= Beginning of Section =

PR #310, opened 2022-05-20
EZP-30746: Fixed respecting hidden Content when moving subtree

vidarl:
| **JIRA issue**                          | [EZP-30746](https://issues.ibexa.co/browse/EZP-30746)

`DoctrineDatabase::moveSubtreeNodes` only consider `ezcontentobject_tree.is_hidden` column when checking if nodes are hidden or not.
Since https://github.com/ezsystems/ezpublish-kernel/pull/254], we also needs to check if locations are hidden due to visibility set on the object level (`ezcontentobject.is_hidden` column)

This is a replacement for https://github.com/ezsystems/ezpublish-kernel/pull/3142 which was classed as 2.5 went out of maintenance. The PR for 3.3 is much smaller as most of the helpers needed are already available in 1.3

#### Checklist:

### DIFF
--- a/eZ/Publish/API/Repository/Tests/LocationServiceTest.php
+++ b/eZ/Publish/API/Repository/Tests/LocationServiceTest.php
@@ -3239,6 +3239,135 @@ class LocationServiceTest extends BaseTest
     }
 
     /**
+     * Test that is_visible is set correct for children when moving a location where a child is hidden by content (not by location).
+     *
+     * @covers \eZ\Publish\API\Repository\LocationService::moveSubtree
+     */
+    public function testMoveSubtreeKeepsContentHiddenOnChildrenAndParent(): void
+    {
+        $repository = $this->getRepository();
+
+        $mediaLocationId = $this->generateId('location', 43);
+
+        $locationService = $repository->getLocationService();
+        $contentService = $repository->getContentService();
+
+        $sourceFolderContent = $this->publishContentWithParentLocation('SourceFolder', $mediaLocationId); // media/SourceFolder
+        $subFolderContent1 = $this->publishContentWithParentLocation('subFolderContent1', $sourceFolderContent->contentInfo->mainLocationId);
+        $subFolderContent2 = $this->publishContentWithParentLocation('subFolderContent2', $sourceFolderContent->contentInfo->mainLocationId);
+        $targetFolderContent = $this->publishContentWithParentLocation('targetFolder', $mediaLocationId); // media/SourceFolder
+
+        $contentService->hideContent($subFolderContent1->contentInfo);
+
+        // Move media/SourceFolder to media/TargetFolder/
+        $locationService->moveSubtree(
+            $sourceFolderContent->contentInfo->getMainLocation(),
+            $targetFolderContent->contentInfo->getMainLocation()
+        );
+
+        $movedLocation = $locationService->loadLocation($sourceFolderContent->contentInfo->mainLocationId);
+        $newParentLocation = $locationService->loadLocation($targetFolderContent->contentInfo->mainLocationId);
+
+        // Assert Moved Location remains visible ( only child is hidden )
+        $this->assertPropertiesCorrect(
+            [
+                'hidden' => false,
+                'invisible' => false,
+                'depth' => $newParentLocation->depth + 1,
+                'parentLocationId' => $newParentLocation->id,
+                'pathString' => $newParentLocation->pathString . $this->parseId('location', $movedLocation->id) . '/',
+            ],
+            $movedLocation
+        );
+        self::assertFalse($movedLocation->getContentInfo()->isHidden);
+
+        // Assert children of Moved location
+        $childrenLocations = [
+            $subFolderContent1->contentInfo->getMainLocation(),
+            $subFolderContent2->contentInfo->getMainLocation(),
+        ];
+        foreach ($childrenLocations as $childLocation) {
+            $this->assertPropertiesCorrect(
+                [
+                    'hidden' => $childLocation === $subFolderContent1->contentInfo->getMainLocation(), // Only SubFolderContent1 should be hidden,
+                    'invisible' => $childLocation === $subFolderContent1->contentInfo->getMainLocation(), // Only SubFolderContent1 should be hidden
+                    'depth' => $movedLocation->depth + 1,
+                    'parentLocationId' => $movedLocation->id,
+                    'pathString' => $movedLocation->pathString . $this->parseId('location', $childLocation->id) . '/',
+                ],
+                $childLocation
+            );
+            self::assertEquals($childLocation === $subFolderContent1->contentInfo->getMainLocation(), $childLocation->getContentInfo()->isHidden);
+        }
+    }
+
+    /**
+     * Test that is_visible is set correct for children when moving a content which is hidden (location is not hidden).
+     *
+     * @covers \eZ\Publish\API\Repository\LocationService::moveSubtree
+     */
+    public function testMoveSubtreeKeepsContentHiddenOnChildren(): void
+    {
+        $repository = $this->getRepository();
+
+        $sourceLocationId = $this->createFolder(
+            [
+                'eng-GB' => 'SourceParentFolder',
+            ],
+            2
+        )->getVersionInfo()->getContentInfo()->mainLocationId;
+
+        $locationService = $repository->getLocationService();
+        $contentService = $repository->getContentService();
+
+        $sourceFolderContent = $this->publishContentWithParentLocation('SourceFolder', $sourceLocationId); // media/SourceFolder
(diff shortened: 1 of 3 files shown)


eZ/Publish/API/Repository/Tests/LocationServiceTest.php
```diff
@@ -3238,6 +3238,126 @@ public function testMoveSubtreeUpdatesPathIdentificationString(): void
         );
     }
 
+    /**
+     * Test that is_visible is set correct for children when moving a location where a child is hidden by content (not by location).
+     *
+     * @covers \eZ\Publish\API\Repository\LocationService::moveSubtree
+     * depends eZ\Publish\API\Repository\Tests\LocationServiceTest::testLoadLocation
```
alongosz: This line does not do anything in this form and can be removed.

eZ/Publish/API/Repository/Tests/LocationServiceTest.php
```diff
@@ -3238,6 +3238,126 @@ public function testMoveSubtreeUpdatesPathIdentificationString(): void
...
+            );
+            self::assertEquals($childLocation === $subFolderContent1->contentInfo->getMainLocation(), $childLocation->getContentInfo()->isHidden);
+        }
+    }
+
+    /**
+     * Test that is_visible is set correct for children when moving a content which is hidden (location is not hidden).
+     *
+     * @covers \eZ\Publish\API\Repository\LocationService::moveSubtree
+     * depends eZ\Publish\API\Repository\Tests\LocationServiceTest::testLoadLocation
```
alongosz: This one too

eZ/Publish/API/Repository/Tests/LocationServiceTest.php
```diff
@@ -3238,6 +3238,126 @@ public function testMoveSubtreeUpdatesPathIdentificationString(): void
...
+                'depth' => $newParentLocation->depth + 1,
+                'parentLocationId' => $newParentLocation->id,
+                'pathString' => $newParentLocation->pathString . $this->parseId('location', $movedLocation->id) . '/',
+            ],
+            $movedLocation
+        );
+        self::assertFalse($movedLocation->getContentInfo()->isHidden);
+
+        // Assert children of Moved location
+        foreach ([$subFolderContent1->contentInfo->getMainLocation(), $subFolderContent2->contentInfo->getMainLocation()] as $childLocation) {
```
alongosz: CS please extract the array to a separate variable for a readability

eZ/Publish/API/Repository/Tests/LocationServiceTest.php
```diff
@@ -3238,6 +3238,126 @@ public function testMoveSubtreeUpdatesPathIdentificationString(): void
...
+     * Test that is_visible is set correct for children when moving a content which is hidden (location is not hidden).
+     *
+     * @covers \eZ\Publish\API\Repository\LocationService::moveSubtree
+     * depends eZ\Publish\API\Repository\Tests\LocationServiceTest::testLoadLocation
+     */
+    public function testMoveSubtreeKeepsContentHiddenOnChildren(): void
+    {
+        $repository = $this->getRepository();
+
+        $mediaLocationId = $this->generateId('location', 43);
```
alongosz: Please create atomic test case instead of relying on existing legacy data with hardcoded database ids.

eZ/Publish/Core/Persistence/Legacy/Content/Location/Gateway/DoctrineDatabase.php
```diff
@@ -338,28 +339,33 @@ public function moveSubtreeNodes(array $sourceNodeData, array $destinationNodeDa
         }
     }
 
-    private function getHiddenNodeIds(array $rows): array
+    private function getHiddenNodeIds(int $contentObjectId)
```
alongosz:
```suggestion
    /*
     * @return int[]
     */
    private function getHiddenNodeIds(int $contentObjectId): array
```

alongosz (changes requested):

eZ/Publish/API/Repository/Tests/LocationServiceTest.php
vidarl: @alongosz 
All other tests here uses the same approach, but ok... Instead of relying on existing Media folder with location `43`, I can just create a new folder. However, in order to do that I'll need to hardcode either `1` or `2` as parent. Is that OK?
The only alternative I found would be to do `LocationService::loadAllLocations(0,1)`, but is that any better ?

eZ/Publish/API/Repository/Tests/LocationServiceTest.php
vidarl: Most of the other tests has dependencies to other tests. I assume it is in order to avoid a lot of false positives if some base test starts failing. In the case here I replaced `@depends` with `depends` in order to run the this test alone using filters while developing the test itself. I then forgot to re-add the `@` before commit.
I have anyway now removed the line in a99fb158a9447ae40c7638048cd981a209de12d1

eZ/Publish/API/Repository/Tests/LocationServiceTest.php
vidarl: Removed in a99fb158a9447ae40c7638048cd981a209de12d1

= End of Section =

- Work order:
Your answer must be a single number: how many lines in this listing hold the string "vidarl"? Please add nothing else.

- Solution:
4